***** DATA RECORDS
PR #259, opened 2025-01-28
Appease clippy

madsmtm:
Fixes DRM example failing in CI [here](https://github.com/rust-windowing/softbuffer/actions/runs/12953355212/job/36132854217?pr=254).

Also pins `objc2-encode` for the MSRV CI check (will be redundant after https://github.com/rust-windowing/softbuffer/pull/254).

### DIFF
--- a/.github/workflows/ci.yml
+++ b/.github/workflows/ci.yml
@@ -100,6 +100,7 @@ jobs:
       run: |
         cargo update -p ahash --precise 0.8.7
         cargo update -p bumpalo --precise 3.14.0
+        cargo update -p objc2-encode --precise 4.0.3
 
     - name: Build crate
       shell: bash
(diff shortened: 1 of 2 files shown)


MarijnS95 (approved):

.github/workflows/ci.yml
```diff
@@ -100,6 +100,7 @@ jobs:
       run: |
         cargo update -p ahash --precise 0.8.7
         cargo update -p bumpalo --precise 3.14.0
+        cargo update -p objc2-encode --precise 4.0.3
```
MarijnS95, line 103: Suggestion to see if we can run `cargo +nightly -Zminimal-versions generate-lockfile` before doing an MSRV test? I've been doing that on all my repositories and it at the same time ensures the lower bound of all my dependencies are correct/buildable :)

(Assuming there aren't too many different combinations / features / optional dependencies to test, of course)

madsmtm: For my part, feel free to try! I only did this now to fix CI.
**********
EXERCISE OBJECTIVE: Set down the lines of the records exactly, from the first one through the line containing "--- a/.github/workflows/ci.yml", and add nothing else.

RESULT OF THIS EXERCISE:
PR #259, opened 2025-01-28
Appease clippy

madsmtm:
Fixes DRM example failing in CI [here](https://github.com/rust-windowing/softbuffer/actions/runs/12953355212/job/36132854217?pr=254).

Also pins `objc2-encode` for the MSRV CI check (will be redundant after https://github.com/rust-windowing/softbuffer/pull/254).

### DIFF
--- a/.github/workflows/ci.yml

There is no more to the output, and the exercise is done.